Psychophysical evaluation of haptic perception under augmentation by a handheld device.

作者信息

Wu Bing, Klatzky Roberta, Lee Randy, Shivaprabhu Vikas, Galeotti John, Siegel Mel, Schuman Joel S, Hollis Ralph, Stetten George

机构信息

Arizona State University, Mesa, Arizona

Carnegie Mellon University, Pittsburgh, Pennsylvania.

出版信息

Hum Factors. 2015 May;57(3):523-37. doi: 10.1177/0018720814551414. Epub 2014 Sep 26.
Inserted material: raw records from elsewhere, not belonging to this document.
Issue #2088, opened 2016-08-04
Bug: Flag set on Actions has buggy Signal/Slot


un1versal:
### Expected behavior

That when setting flags for the action no previous flags that already have been set should be unset 
### Actual behavior

previous flags are unset as you go down ticking boxes and you need to go up and re set them
### Steps to reproduce the issue

![demo-a](https://cloud.githubusercontent.com/assets/3521959/17394185/a692e35e-5a1f-11e6-92c3-429a628d6c28.gif)

reference https://github.com/kvirc/KVIrc/blob/master/src/modules/actioneditor/ActionEditor.cpp#L193-L271
### System information

```
KVIrc 4.9.2 'Aria'

Runtime Info:
System name: Linux 4.4.0-31-generic
System version: #50-Ubuntu SMP Wed Jul 13 00:07:12 UTC 2016
Architecture: x86_64
Qt version: 5.5.1
Qt theme: fusion

Build Info:
Build date: 2016-08-04 04:59:12 UTC
Sources date: 20160803
Revision number: git-6852-g2797d25
System name: Linux-4.4.0-31-generic
CPU name: x86_64
Build command: /usr/bin/cmake
Build flags: 
   MANDIR=share/man
   CMAKE_INSTALL_PREFIX=/usr
   LIB_SUFFIX=/x86_64-linux-gnu
   Threads=POSIX
Compiler name: /usr/bin/c++
Compiler flags: N/A
Qt version: 5.5.1
Features: IRC, Debug, Crypt, SSL, IfAddr, IPC, OSS, Transparency, Webkit, Perl, Python, Enchant, Qt5, KVS
```

PR #2091, opened 2016-08-07
Fixes Issue #2088

IceN9ne:
Separates the logic for check box enabling/disabling into their own functions.


un1versal:
Thx for this. ;)

Issue #2073, opened 2016-07-25
Multi-line pasting does not work in console


staticfox:
### Expected behavior

Pasting a block of test in to console would allow the IRCd to parse the block of test
### Actual behavior

KVIrc stops sending after the first command
### Steps to reproduce the issue
1. Copy a few lines of test in to your clip board
2. Paste it in to console output
3. It sends the first line but nothing more
### System information

```
KVIrc 4.9.2 'Aria'

Runtime Info:
System name: Windows Release : 6.2.9200
System version: Windows 8 Professional (x64) (Build 9200)
Architecture: Intel64 Family 6 Model 60 Stepping 3
Qt version: 5.5.1
Qt theme: windowsvista

Build Info:
Build date: 2016-07-14 10:29:35 UTC
Sources date: 20160714
Revision number: git-6807-g2fa46d9
System name: Windows-6.3.9600
CPU name: AMD64
Build command: C:/Program Files (x86)/CMake/bin/cmake.exe
Build flags: 
   MANDIR=share/man
   CMAKE_INSTALL_PREFIX=C:/projects/kvirc/build/release
   Threads=Win32
Compiler name: C:/Program Files (x86)/Microsoft Visual Studio 12.0/VC/bin/amd64/cl.exe
Compiler flags: /DWIN32 /D_WINDOWS /W3 /GR /EHsc
Qt version: 5.5.1
Features: IRC, IPv6, Crypt, SSL, IPC, Transparency, Webkit, Perl, Python, Enchant, Qt5, KVS
```

As for the _why_, sometimes I get bored and like to copy/paste operwall ascii art spam :v. Example:

``````
OPERWALL :quu..__
OPERWALL : $$$b  `---.__
OPERWALL :  "$$b        `--.                          ___.---uuudP
OPERWALL :   `$$b           `.__.------.__     __.---'      $$$$"              .
OPERWALL :     "$b          -'            `-.-'            $$$"              .'|
OPERWALL :       ".                                       d$"             _.'  |
OPERWALL :         `.   /                              ..."             .'     |
OPERWALL :           `./                           ..::-'            _.'       |
OPERWALL :            /                         .:::-'            .-'         .'
OPERWALL :           :                          ::''\          _.'            |
OPERWALL :          .' .-.             .-.           `.      .'               |
OPERWALL :          : /'$$|           .@"$\           `.   .'              _.-'
OPERWALL :         .'|$u$$|          |$$,$$|           |  <            _.-'
[...]

PR #2092, opened 2016-08-08
Fixes Issue #2073

IceN9ne:
This fixes the issue in #2073.

However, I'm not sure if there was a reason for having the return in there preventing you from submitting more than one raw command in the console.  Maybe for preventing dumb mistakes and spamming the server with potentially dangerous raw commands?


un1versal:
> Maybe for preventing dumb mistakes and spamming the server with potentially dangerous raw commands?

You mean, because you checked all the boxes?

staticfox:
See https://github.com/kvirc/KVIrc/issues/2073#issuecomment-238955960, I appreciate the pull request though but you're right.

PR #2115, opened 2016-08-20
Add a line highlighter for the current line in the script editor widget.

IceN9ne:
When using the `ScriptEditorWidget` in any of the instances in KVIrc, it now includes a line highlight for the current line containing the cursor.  If you want to disable it, just set "Background Highlight" color to match the "Background" color in the Configure Editor dialog.

### DIFF
--- a/src/modules/editor/ScriptEditorImplementation.cpp
+++ b/src/modules/editor/ScriptEditorImplementation.cpp
@@ -67,6 +67,7 @@ extern std::set<ScriptEditorImplementation *> g_pScriptEditorWindowList;
 extern KviModule * g_pEditorModulePointer;
 
 static QColor g_clrBackground(0, 0, 0);
+static QColor g_clrBackgroundHighlight(50, 50, 50);
 static QColor g_clrNormalText(100, 255, 0);
 static QColor g_clrBracket(255, 0, 0);
 static QColor g_clrComment(0, 120, 0);
@@ -130,6 +131,8 @@ ScriptEditorWidget::ScriptEditorWidget(QWidget * pParent)
 	}
 	else
 		loadCompleterFromFile();
+
+	connect(this, &ScriptEditorWidget::cursorPositionChanged, this, &ScriptEditorWidget::highlightCurrentLine);
 }
 
 ScriptEditorWidget::~ScriptEditorWidget()
@@ -214,6 +217,24 @@ void ScriptEditorWidget::asyncCompleterCreation()
 		delete m_pListCompletition;
 		delete m_pListModulesNames;
 	}
+}
+
+void ScriptEditorWidget::highlightCurrentLine()
+{
+	if(isReadOnly())
+	{
+		setExtraSelections(QList<QTextEdit::ExtraSelection>());
+		return;
+	}
+
+	QTextEdit::ExtraSelection selection;
+
+	selection.cursor = textCursor();
+	selection.cursor.clearSelection();
+	selection.format.setBackground(g_clrBackgroundHighlight);
+	selection.format.setProperty(QTextFormat::FullWidthSelection, true);
+
+	setExtraSelections(QList<QTextEdit::ExtraSelection>({ selection }));
 }
 
 void ScriptEditorWidget::loadCompleterFromFile()
@@ -475,6 +496,7 @@ ScriptEditorWidgetColorOptions::ScriptEditorWidgetColorOptions(QWidget * pParent
 	gbox->setInsideSpacing(0);
 
 	addColorSelector(gbox, __tr2qs_ctx("Background:", "editor"), &g_clrBackground, true);
+	addColorSelector(gbox, __tr2qs_ctx("Background Highlight:", "editor"), &g_clrBackgroundHighlight, true);
 	addColorSelector(gbox, __tr2qs_ctx("Normal text:", "editor"), &g_clrNormalText, true);
 	addColorSelector(gbox, __tr2qs_ctx("Brackets:", "editor"), &g_clrBracket, true);
 	addColorSelector(gbox, __tr2qs_ctx("Comments:", "editor"), &g_clrComment, true);
@@ -784,6 +806,7 @@ void ScriptEditorImplementation::loadOptions()
 
 	KviConfigurationFile cfg(szTmp, KviConfigurationFile::Read);
 	g_clrBackground = cfg.readColorEntry("Background", QColor(0, 0, 0));
+	g_clrBackgroundHighlight = cfg.readColorEntry("BackgroundHighlight", QColor(50, 50, 50));
 	g_clrNormalText = cfg.readColorEntry("NormalText", QColor(100, 255, 0));
 	g_clrBracket = cfg.readColorEntry("Bracket", QColor(255, 0, 0));
 	g_clrComment = cfg.readColorEntry("Comment", QColor(0, 120, 0));
@@ -830,6 +853,7 @@ void ScriptEditorImplementation::saveOptions()
 
 	KviConfigurationFile cfg(szTmp, KviConfigurationFile::Write);
 	cfg.writeEntry("Background", g_clrBackground);
+	cfg.writeEntry("BackgroundHighlight", g_clrBackgroundHighlight);
 	cfg.writeEntry("NormalText", g_clrNormalText);
 	cfg.writeEntry("Bracket", g_clrBracket);
 	cfg.writeEntry("Comment", g_clrComment);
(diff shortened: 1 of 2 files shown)


src/modules/editor/ScriptEditorImplementation.cpp
```diff
@@ -475,6 +496,7 @@ ScriptEditorWidgetColorOptions::ScriptEditorWidgetColorOptions(QWidget * pParent
 	gbox->setInsideSpacing(0);
 
 	addColorSelector(gbox, __tr2qs_ctx("Background:", "editor"), &g_clrBackground, true);
+	addColorSelector(gbox, __tr2qs_ctx("Background Highlight:", "editor"), &g_clrBackgroundHighlight, true);
```
un1versal, line 499: Wouldnt it be nicer if this was simply called **Highlight current line** with no Camel Case since it is a label?

Ide follow that format even for variables and configuration entry names too names as some already are.

edit see https://github.com/IceN9ne/KVIrc/pull/1

src/modules/editor/ScriptEditorImplementation.cpp
```diff
@@ -67,6 +67,7 @@ extern std::set<ScriptEditorImplementation *> g_pScriptEditorWindowList;
 extern KviModule * g_pEditorModulePointer;
 
 static QColor g_clrBackground(0, 0, 0);
+static QColor g_clrBackgroundHighlight(50, 50, 50);
```
un1versal, line 70: Im not sure  #323232 Is that great now I see it implemented. It works as desired, but this means users have to select a dark color for highlight which feels counter intuitive (if user prefers a light theme the line highlight must be light as opposed to dark also counter intuitive).

Im not sure what a better alternative would be, but usually this is done with a transparency e.g.
`static QColor g_clrSomeTarget(198, 198, 198, .4);`

not sure how this would work for user set colors considering dark and light editor scenarios.

maybe we should use tooltips here too....

I found a bug though. when changing the editor colors to a light theme most colors were not applied until an editor restart. see screenshot

capture

**Normal text** and **Comments** were not applied at least.

IceN9ne, line 70: This doesn't force them into using a dark theme.  The default theme for the script editor is a dark theme, so the default for "Background highlight" should be for a dark theme as well.  It doesn't make sense to default it to match a light theme as the user would have had to change it from dark to something else.

I thought about doing `lighten(##)` but that would only make sense for dark themes and it would fail on light themes, hence just setting it as something that makes sense for default and allowing the pro themers to change it to what they want.  Maybe they want a pink highlight on a normally black background?

src/modules/editor/ScriptEditorImplementation.cpp
IceN9ne, line 499: I'd agree with changing it to "Background highlight", but I'm not in favor of "Highlight current line" since I am still deciding if I want to add to it a multi-line highlighter when you do a multi-line selection. So, labeling it as "current line" wouldn't make sense.

Also, It's a replacement background color for when the cursor is on that line, so labeling it as "Background highlight" makes more sense than "Highlight current line" which seems like it could be several different things like "transparency setting" or something.

Maybe you'd prefer "Highlight background"?

src/modules/editor/ScriptEditorImplementation.cpp
un1versal, line 70: > This doesn't force them into using a dark theme. The default theme for the script editor is a dark theme, so the default for "Background highlight" should be for a dark theme as well. It doesn't make sense to default it to match a light theme as the user would have had to change it from dark to something else.

No, of course not, it has to work with dark and light or any other combination ppl want.

My main concern here is theres only a very small range of dark/light colors that will work if you choose one color too light or dark depending you either cant see it or you cant read selected text.

I also thought about adding a toggle to enable disable highlighting current line.

So for this we should add some tooltip explaining limitation.

> I thought about doing lighten(##) but...

idk if its worth the extra work to spend more time on this but tooltip should help some.

src/modules/editor/ScriptEditorImplementation.cpp
un1versal: > Maybe you'd prefer "Highlight background"?

that would be a way to go, but which ever way you wanna go multiline or not but ide make it consistent with the code part cus atm you have a mix that are neither here nor there.

something like https://github.com/IceN9ne/KVIrc/pull/1 for however you want to go

IceN9ne: I fail to see any "mix" that you speak of.

src/modules/editor/ScriptEditorImplementation.cpp
IceN9ne, line 70: You can easily disable it by setting both background colors to be the same.  I fail to see the need for a toggle.

src/modules/editor/ScriptEditorImplementation.cpp
```diff
@@ -216,6 +219,24 @@ void ScriptEditorWidget::asyncCompleterCreation()
 	}
 }
 
+void ScriptEditorWidget::highlightCurrentLine()
```
un1versal: +void ScriptEditorWidget::highlightCurrentLine() 

mix shoudl be then  +void ScriptEditorWidget::backgroundHighlight()  or no? why say highlightcurrent line in some and backgroundhighligh in others?

I know its code only and not visible to user...

 its exhausting trying to explain what I mean.

src/modules/editor/ScriptEditorImplementation.cpp
un1versal: you crack me up you do...

src/modules/editor/ScriptEditorImplementation.h
```diff
@@ -84,6 +84,7 @@ public slots:
 	void slotReplace();
 protected slots:
 	void asyncCompleterCreation();
+	void highlightCurrentLine();
```
un1versal: mix

src/modules/editor/ScriptEditorImplementation.cpp
```diff
@@ -830,6 +853,7 @@ void ScriptEditorImplementation::saveOptions()
 
 	KviConfigurationFile cfg(szTmp, KviConfigurationFile::Write);
 	cfg.writeEntry("Background", g_clrBackground);
+	cfg.writeEntry("BackgroundHighlight", g_clrBackgroundHighlight);
```
un1versal: mix

src/modules/editor/ScriptEditorImplementation.cpp
```diff
@@ -784,6 +806,7 @@ void ScriptEditorImplementation::loadOptions()
 
 	KviConfigurationFile cfg(szTmp, KviConfigurationFile::Read);
 	g_clrBackground = cfg.readColorEntry("Background", QColor(0, 0, 0));
+	g_clrBackgroundHighlight = cfg.readColorEntry("BackgroundHighlight", QColor(50, 50, 50));
```
un1versal: mix

src/modules/editor/ScriptEditorImplementation.cpp
```diff
@@ -216,6 +219,24 @@ void ScriptEditorWidget::asyncCompleterCreation()
...
+	{
+		setExtraSelections(QList<QTextEdit::ExtraSelection>());
+		return;
+	}
+
+	QTextEdit::ExtraSelection selection;
+
+	selection.cursor = textCursor();
+	selection.cursor.clearSelection();
+	selection.format.setBackground(g_clrBackgroundHighlight);
```
un1versal: mix

src/modules/editor/ScriptEditorImplementation.cpp
```diff
@@ -130,6 +131,8 @@ ScriptEditorWidget::ScriptEditorWidget(QWidget * pParent)
 	}
 	else
 		loadCompleterFromFile();
+
+	connect(this, &ScriptEditorWidget::cursorPositionChanged, this, &ScriptEditorWidget::highlightCurrentLine);
```
un1versal: mix

IceN9ne:
As to avoid conflicts with the KVIrc dev team, I'll remove this pull request.

un1versal:
> As to avoid conflicts with the KVIrc dev team, I'll remove this pull request.

thats just unecessary but thats your choice. next time Ill shudup and say nothing

sorry it came to this

un1versal:
actually I rather you didnt close it, I think its not worth getting to that.

PR #2116, opened 2016-08-20
KviMainWindow: Modernize control loop

IceN9ne:
A good opportunity to clean things up with a range-based for loop.


staticfox:
I would rather you use a reference here to avoid making a copy. Also please look up 'emplace_back' as it will automatically call the constructor so then all you'll need to do is supply it the arguments.

DarthGandalf:
Copy of an int isn't expensive.

staticfox:
Oh it's an int, didn't see. On a 60 foot telephone pole atm.

IceN9ne:
This is a vector of pointers (`std::vector<QShortcut*>`), so I would disagree with the usage of `emplace_back` as that is not what it was designed for. `push_back` would be clearer and more appropriate.  Even with `std::vector<std::unique_ptr<QShortcut>>` I wouldn't use `emplace_back`.

PR #2129, opened 2016-09-01
KviInputEditor cleanup

### LINKED ISSUE #2065: input line focus changes adds random spaces into input line
### Expected behavior

That no matter if you **click** away from input line when returning to input line to complete the remainder of nick, or message you are typing, that this is done so without weird features like random size spaces being added..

DOI:10.1177/0018720814551414
PMID:25875439
原文链接:https://pmc.ncbi.nlm.nih.gov/articles/PMC4480420/
Abstract

OBJECTIVE

This study investigated the effectiveness of force augmentation in haptic perception tasks.

BACKGROUND

Considerable engineering effort has been devoted to developing force augmented reality (AR) systems to assist users in delicate procedures like microsurgery. In contrast, far less has been done to characterize the behavioral outcomes of these systems, and no research has systematically examined the impact of sensory and perceptual processes on force augmentation effectiveness.

METHOD

Using a handheld force magnifier as an exemplar haptic AR, we conducted three experiments to characterize its utility in the perception of force and stiffness. Experiments 1 and 2 measured, respectively, the user's ability to detect and differentiate weak force (<0.5 N) with or without the assistance of the device and compared it to direct perception. Experiment 3 examined the perception of stiffness through the force augmentation.

RESULTS

The user's ability to detect and differentiate small forces was significantly improved by augmentation at both threshold and suprathreshold levels. The augmentation also enhanced stiffness perception. However, although perception of augmented forces matches that of the physical equivalent for weak forces, it falls off with increasing intensity.

CONCLUSION

The loss in the effectiveness reflects the nature of sensory and perceptual processing. Such perceptual limitations should be taken into consideration in the design and development of haptic AR systems to maximize utility.

APPLICATION

The findings provide useful information for building effective haptic AR systems, particularly for use in microsurgery.

摘要

目的

本研究调查了力增强在触觉感知任务中的有效性。

背景

大量工程努力致力于开发力增强现实(AR)系统,以协助用户进行诸如显微手术等精细操作。相比之下,对这些系统的行为结果进行表征的工作要少得多,并且没有研究系统地考察感觉和知觉过程对力增强有效性的影响。

方法

使用手持式力放大器作为典型的触觉AR,我们进行了三项实验来表征其在力和刚度感知中的效用。实验1和实验2分别测量了用户在有或没有该设备辅助的情况下检测和区分弱力(<0.5 N)的能力,并将其与直接感知进行比较。实验3通过力增强来考察刚度感知。

结果

在阈值和阈上水平,力增强都显著提高了用户检测和区分小力的能力。力增强还增强了刚度感知。然而,尽管对于弱力,增强力的感知与物理等效力的感知相匹配,但随着强度增加,这种匹配会减弱。

结论

有效性的损失反映了感觉和知觉处理的本质。在触觉AR系统的设计和开发中应考虑这种知觉限制,以实现效用最大化。

应用

这些发现为构建有效的触觉AR系统提供了有用信息,特别是在显微手术中的应用。